◆ **Work task**
Copy each line below that has "global".

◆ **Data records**
______________________________
PR #4194, opened 2021-09-16
feat: add test for get_nfpm_arch()

jsjoeio:
This adds tests for build-packages.sh, specifically 

This PR introduces a new file called `build-lib.sh` which extracts the `get_nfpm_arch()` function out of `build-packages.sh` so that it can be unit tested. I did this because if you `source build-packages.sh` it runs the `main` function. 

With this new approach, we can move individual functions related to the build process into `build-lib.sh` and unit test them. 

The inspiration for this came from some recent rockiness with the 3.12.0 release and our interest in stabilizing the build and release pipeline.

image

Fixes N/A

_Note: I would love if we could fully test all our scripts used in the build and release process. I also tossed around the idea of rewriting these scripts in JS/TS but that's a discussion for the future 😉_

### DIFF
--- a/ci/build/build-lib.sh
+++ b/ci/build/build-lib.sh
@@ -1,0 +1,28 @@
+#!/usr/bin/env bash
+
+# This is a library which contains functions used inside ci/build
+#
+# We separated it into it's own file so that we could easily unit test
+# these functions and helpers.
+
+# On some CPU architectures (notably node/uname "armv7l", default on Raspberry Pis),
+# different package managers have different labels for the same CPU (deb=armhf, rpm=armhfp).
+# This function returns the overriden arch on platforms
+# with alternate labels, or the same arch otherwise.
+get_nfpm_arch() {
+  local PKG_FORMAT="${1:-}"
+  local ARCH="${2:-}"
+
+  case "$ARCH" in
+    armv7l)
+      if [ "$PKG_FORMAT" = "deb" ]; then
+        echo armhf
+      elif [ "$PKG_FORMAT" = "rpm" ]; then
+        echo armhfp
+      fi
+      ;;
+    *)
+      echo "$ARCH"
+      ;;
+  esac
+}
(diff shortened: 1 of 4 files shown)


jsjoeio:
I don't know why this is passing locally but failing in CI 🤔 

image

jsjoeio:
We think it's because the runner doesn't have `jq` installed. Going to refactor this function to a case statement instead

ci/build/build-lib.sh
```diff
@@ -0,0 +1,25 @@
+#!/usr/bin/env bash
+
```
jawnsy, line 2: suggest using `set -euo pipefail` here, this also means `$ARCH` needs to be `${ARCH:-}` etc

ci/build/build-lib.sh
```diff
@@ -0,0 +1,25 @@
...
+#
+# We separated it into it's own file so that we could easily unit test
+# these functions and helpers.
+
+# On some CPU architectures (notably node/uname "armv7l", default on Raspberry Pis),
+# different package managers have different labels for the same CPU (deb=armhf, rpm=armhfp).
+# This function returns the overriden arch on platforms
+# with alternate labels, or the same arch otherwise.
+get_nfpm_arch() {
+  case "$ARCH" in
```
jawnsy, line 13: Alternatively you can pass the parameters as arguments, e.g. `get_nfpm_arch armv7l deb` and then use $1 and $2 instead of $ARCH and $PKG_FORMAT. This way you can call the function without modifying a global env var state. This is what this does: https://github.com/cdr/m/blob/f0de9bff47859bfe8965474b62a2cd9e900863d9/lib/bash/trace.sh#L23-L26

jawnsy (approved):

ci/build/build-lib.sh
jsjoeio: AHHH! I had that and it kept failing and I didn't know why. Thanks for the missing piece of the puzzle 🙌

ci/build/build-lib.sh
jsjoeio: OOO good idea. I'm all about not relying on global env vars. I'll refactor! Thanks for the suggestion!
______________________________
◆ **Answer to the problem**
jawnsy, line 13: Alternatively you can pass the parameters as arguments, e.g. `get_nfpm_arch armv7l deb` and then use $1 and $2 instead of $ARCH and $PKG_FORMAT. This way you can call the function without modifying a global env var state. This is what this does: https://github.com/cdr/m/blob/f0de9bff47859bfe8965474b62a2cd9e900863d9/lib/bash/trace.sh#L23-L26
jsjoeio: OOO good idea. I'm all about not relying on global env vars. I'll refactor! Thanks for the suggestion!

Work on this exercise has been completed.